## [About this exercise]
Transcribe all of the records exactly, leaving every line as it is.

## [Data provided]

PR #542, opened 2018-09-20
Fix return type in interface

Landerstraeten:


src/Runner/TaskResultInterface.php
```diff
@@ -17,10 +17,7 @@ public function isPassed(): bool;
 
     public function isBlocking(): bool;
 
-    /**
-     * @return null|string
-     */
-    public function getMessage();
+    public function getMessage(): string;
```
janvernieuwe: The docblock says null or string, shouldn't it be `: ?string` ?

Landerstraeten: It's now `string` in the implementing `TaskResult` class

janvernieuwe: Ok, if the users aren't using this interface, this should be fine.

PR #543, opened 2018-09-21
Allow PHPLint to handle large number of files

gsomoza:
| Q             | A
| ------------- | ---
| Branch        | gsomoza/grumphp:phplint-input-stream
| Bug fix?      | no
| New feature?  | yes
| BC breaks?    | no
| Deprecations? | no
| Documented?   | not needed
| Fixed tickets | none, but see #524

See #524: this task allows phplint to work with large number of files.

### DIFF
--- a/composer.json
+++ b/composer.json
@@ -18,7 +18,7 @@
         "symfony/filesystem": "~2.7|~3.0|~4.0",
         "symfony/finder": "~2.7|~3.0|~4.0",
         "symfony/options-resolver": "~2.7|~3.0|~4.0",
-        "symfony/process": "~2.7|~3.0|~4.0",
+        "symfony/process": "~3.2|~4.0",
         "symfony/yaml": "~2.7|~3.0|~4.0"
     },
     "require-dev": {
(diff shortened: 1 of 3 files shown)


Landerstraeten:
Hi @gsomoza. Thanks for your PR. Can you take a look a the build? There is a problem with the lowest dependencies.

gsomoza:
Fixed it by bumping the minimum required version for `symfony/process` to `3.2`, which is where they introduced the `InputStream` class. I tried to find an approach where the dependency is injected and typed as an interface, but there's just no appropriate interface for `InputStream` so that idea is probably a dead end – unless we introduce our own interface and wrap `InputStream`, but I don't think there's enough value in doing that because the current approach is still not a BC break anyway:

According to semver.org you should still be able to release this as a non-BC break change because the public API didn't really change ([see this comment](https://github.com/semver/semver/issues/148)). 

In practice, (very old) clients that have a hard dependency on an older version of `symfony/process` will not be able to upgrade this minor bump because Composer will not let them.

So with the above in mind I'd recommend bumping minor version in this case (but of course that's up to you).

gsomoza:
🎉

PR #545, opened 2018-09-25
Fix issue when .git file has absolute path

leigh-ols:
| Q             | A
| ------------- | ---
| Bug fix?      | yes
| New feature?  | no
| BC breaks?    | no
| Deprecations? | no
| Documented?   | no

In the rare instance that a person has an absolute path in their .git file, grumphp fails to handle the issue.
This one-liner ensures that the path is always parsed as relative first.


veewee:
Thanks for the PR @leigh-ols !

PR #548, opened 2018-10-05
Php7 issues

richardhughes:
| Q             | A
| ------------- | ---
| Branch        | grumpy-seventies
| Bug fix?      | yes
| New feature?  | no
| BC breaks?    | no
| Deprecations? | no
| Documented?   | no

When running the `composer install` from a new checkout of this repo `git clone grumphp` there are two errors. It looks like its expecting null values and I'm sure this wont affect the usage in projects but will affect those contributing to this repo. 

Solution is nullable types in 7.1 but this should fix it for PHP7

### DIFF
--- a/src/Configuration/GrumPHP.php
+++ b/src/Configuration/GrumPHP.php
@@ -33,6 +33,9 @@ class GrumPHP
         return $this->container->getParameter('git_dir');
     }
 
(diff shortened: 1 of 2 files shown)


veewee:
Thanks!

Issue #272, opened 2017-01-14
Reduce dependencies down to absolute minimum required


Bilge:
| Q               | A
| --------------- | ---
| Branch          | what
| Bug?            | no
| New feature?    | no
| Question?       | kinda
| Documentation?  | no
| Related tickets | n/a

The list of mandatory dependencies is excessive. I'd like to think many of them could be moved to either suggested or dev dependencies either immediately or with a little work. Let's make GrumPHP lighter.

patkar:
Especially the `composer/composer` dependency is a little bit harmful. We have `export PATH=./vendor/bin:$PATH` on our systems to ease the use of composer installed devtools like phpspec and co. The developer can simply execute `phpspec` instead of `vendor/bin/phpspec`. Now the installed composer dependency writes a `vendor/bin/composer` and this "overwrites" the usage of the global composer. So a `composer install/update` now executes your required composer package in vendor.

stof:
Installing composer itself looks indeed quite weird. What is the reason to have it as a dependency ?

For composer plugins, the code runs inside a composer process anyway, and so already has access to the composer classes (and installing composer a second time could even do weird things). If it is only for testing the composer plugin, it should be a dev requirement.

PR #551, opened 2018-10-15
Composer file changes

richardhughes:
| Q             | A
| ------------- | ---
| Branch        | grumpy-seventies
| Bug fix?      | no
| New feature?  | no
| BC breaks?    | no
| Deprecations? | no
| Documented?   | no

As part of the upgrade to PHP7 we should be able to clear out some old composer dependencies that require PHP5.3+. 

This should work towards making #272 easier and hopefully be able to get rid of the `|` in the versions.

I guess this is a nice to have so let me know if this is beyond the scope of the `grumpy-seventies` branch :+1: 

```
PHPUnit 7.1.4 by Sebastian Bergmann and contributors.

.............................S.SS.S.............................. 65 / 67 ( 97%)
..                                                                67 / 67 (100%)

Time: 960 ms, Memory: 10.00MB
```

### DIFF
--- a/composer.json
+++ b/composer.json
@@ -29,9 +29,10 @@
         "phpspec/prophecy": "^1.6.2",
         "phpunit/phpunit": "^6.5|^7.0",
         "sebastian/comparator": "^2.1",
+        "sebastian/diff": "^2.0",
+        "sebastian/exporter": "^3.1",
         "sensiolabs/security-checker": "^4.0",
-        "squizlabs/php_codesniffer": "~2.4",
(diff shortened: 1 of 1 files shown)


Landerstraeten:
Hi @richardhughes. Thanks for the PR. We will test this intensively with older projects to make sure this doesn't break anything

veewee:
Hi @Landerstraeten ,

I agree with option 2. You can go ahead and merge it in once the conflict is resolved.

Landerstraeten:
Took over this orphan PR in #575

## [Reply to the exercise]
PR #542, opened 2018-09-20
Fix return type in interface

Landerstraeten:


src/Runner/TaskResultInterface.php
```diff
@@ -17,10 +17,7 @@ public function isPassed(): bool;
 
     public function isBlocking(): bool;
 
-    /**
-     * @return null|string
-     */
-    public function getMessage();
+    public function getMessage(): string;
```
janvernieuwe: The docblock says null or string, shouldn't it be `: ?string` ?

Landerstraeten: It's now `string` in the implementing `TaskResult` class

janvernieuwe: Ok, if the users aren't using this interface, this should be fine.

PR #543, opened 2018-09-21
Allow PHPLint to handle large number of files

gsomoza:
| Q             | A
| ------------- | ---
| Branch        | gsomoza/grumphp:phplint-input-stream
| Bug fix?      | no
| New feature?  | yes
| BC breaks?    | no
| Deprecations? | no
| Documented?   | not needed
| Fixed tickets | none, but see #524

See #524: this task allows phplint to work with large number of files.

### DIFF
--- a/composer.json
+++ b/composer.json
@@ -18,7 +18,7 @@
         "symfony/filesystem": "~2.7|~3.0|~4.0",
         "symfony/finder": "~2.7|~3.0|~4.0",
         "symfony/options-resolver": "~2.7|~3.0|~4.0",
-        "symfony/process": "~2.7|~3.0|~4.0",
+        "symfony/process": "~3.2|~4.0",
         "symfony/yaml": "~2.7|~3.0|~4.0"
     },
     "require-dev": {
(diff shortened: 1 of 3 files shown)


Landerstraeten:
Hi @gsomoza. Thanks for your PR. Can you take a look a the build? There is a problem with the lowest dependencies.

gsomoza:
Fixed it by bumping the minimum required version for `symfony/process` to `3.2`, which is where they introduced the `InputStream` class. I tried to find an approach where the dependency is injected and typed as an interface, but there's just no appropriate interface for `InputStream` so that idea is probably a dead end – unless we introduce our own interface and wrap `InputStream`, but I don't think there's enough value in doing that because the current approach is still not a BC break anyway:

According to semver.org you should still be able to release this as a non-BC break change because the public API didn't really change ([see this comment](https://github.com/semver/semver/issues/148)). 

In practice, (very old) clients that have a hard dependency on an older version of `symfony/process` will not be able to upgrade this minor bump because Composer will not let them.

So with the above in mind I'd recommend bumping minor version in this case (but of course that's up to you).

gsomoza:
🎉

PR #545, opened 2018-09-25
Fix issue when .git file has absolute path

leigh-ols:
| Q             | A
| ------------- | ---
| Bug fix?      | yes
| New feature?  | no
| BC breaks?    | no
| Deprecations? | no
| Documented?   | no

In the rare instance that a person has an absolute path in their .git file, grumphp fails to handle the issue.
This one-liner ensures that the path is always parsed as relative first.


veewee:
Thanks for the PR @leigh-ols !

PR #548, opened 2018-10-05
Php7 issues

richardhughes:
| Q             | A
| ------------- | ---
| Branch        | grumpy-seventies
| Bug fix?      | yes
| New feature?  | no
| BC breaks?    | no
| Deprecations? | no
| Documented?   | no

When running the `composer install` from a new checkout of this repo `git clone grumphp` there are two errors. It looks like its expecting null values and I'm sure this wont affect the usage in projects but will affect those contributing to this repo. 

Solution is nullable types in 7.1 but this should fix it for PHP7

### DIFF
--- a/src/Configuration/GrumPHP.php
+++ b/src/Configuration/GrumPHP.php
@@ -33,6 +33,9 @@ class GrumPHP
         return $this->container->getParameter('git_dir');
     }
 
(diff shortened: 1 of 2 files shown)


veewee:
Thanks!

Issue #272, opened 2017-01-14
Reduce dependencies down to absolute minimum required


Bilge:
| Q               | A
| --------------- | ---
| Branch          | what
| Bug?            | no
| New feature?    | no
| Question?       | kinda
| Documentation?  | no
| Related tickets | n/a

The list of mandatory dependencies is excessive. I'd like to think many of them could be moved to either suggested or dev dependencies either immediately or with a little work. Let's make GrumPHP lighter.

patkar:
Especially the `composer/composer` dependency is a little bit harmful. We have `export PATH=./vendor/bin:$PATH` on our systems to ease the use of composer installed devtools like phpspec and co. The developer can simply execute `phpspec` instead of `vendor/bin/phpspec`. Now the installed composer dependency writes a `vendor/bin/composer` and this "overwrites" the usage of the global composer. So a `composer install/update` now executes your required composer package in vendor.

stof:
Installing composer itself looks indeed quite weird. What is the reason to have it as a dependency ?

For composer plugins, the code runs inside a composer process anyway, and so already has access to the composer classes (and installing composer a second time could even do weird things). If it is only for testing the composer plugin, it should be a dev requirement.

PR #551, opened 2018-10-15
Composer file changes

richardhughes:
| Q             | A
| ------------- | ---
| Branch        | grumpy-seventies
| Bug fix?      | no
| New feature?  | no
| BC breaks?    | no
| Deprecations? | no
| Documented?   | no

As part of the upgrade to PHP7 we should be able to clear out some old composer dependencies that require PHP5.3+. 

This should work towards making #272 easier and hopefully be able to get rid of the `|` in the versions.

I guess this is a nice to have so let me know if this is beyond the scope of the `grumpy-seventies` branch :+1: 

```
PHPUnit 7.1.4 by Sebastian Bergmann and contributors.

.............................S.SS.S.............................. 65 / 67 ( 97%)
..                                                                67 / 67 (100%)

Time: 960 ms, Memory: 10.00MB
```

### DIFF
--- a/composer.json
+++ b/composer.json
@@ -29,9 +29,10 @@
         "phpspec/prophecy": "^1.6.2",
         "phpunit/phpunit": "^6.5|^7.0",
         "sebastian/comparator": "^2.1",
+        "sebastian/diff": "^2.0",
+        "sebastian/exporter": "^3.1",
         "sensiolabs/security-checker": "^4.0",
-        "squizlabs/php_codesniffer": "~2.4",
(diff shortened: 1 of 1 files shown)


Landerstraeten:
Hi @richardhughes. Thanks for the PR. We will test this intensively with older projects to make sure this doesn't break anything

veewee:
Hi @Landerstraeten ,

I agree with option 2. You can go ahead and merge it in once the conflict is resolved.

Landerstraeten:
Took over this orphan PR in #575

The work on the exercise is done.